Search the records for lines with the word "http" and copy each match.

=== Begin Enclosure ===

PR #1029, opened 2026-04-17
feat: Make server listening port configurable via WAVE_SERVER_PORT mn env var

bebosudo:
Allows users to configure the wave server listening port using the explicit variable `WAVE_SERVER_PORT` instead of using the implicit micronaut variable `MICRONAUT_SERVER_PORT`.


gavinelder (approved):

src/main/resources/application.yml
```diff
@@ -57,7 +57,7 @@ micronaut:
 wave:
   allowAnonymous: true
   server:
-      url: "${WAVE_SERVER_URL:`http://localhost:9090`}"
+      url: "${WAVE_SERVER_URL:`http://localhost:${WAVE_SERVER_PORT:9090}`}"
```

=== End Enclosure ===

Problem solution:
-      url: "${WAVE_SERVER_URL:`http://localhost:9090`}"
+      url: "${WAVE_SERVER_URL:`http://localhost:${WAVE_SERVER_PORT:9090}`}"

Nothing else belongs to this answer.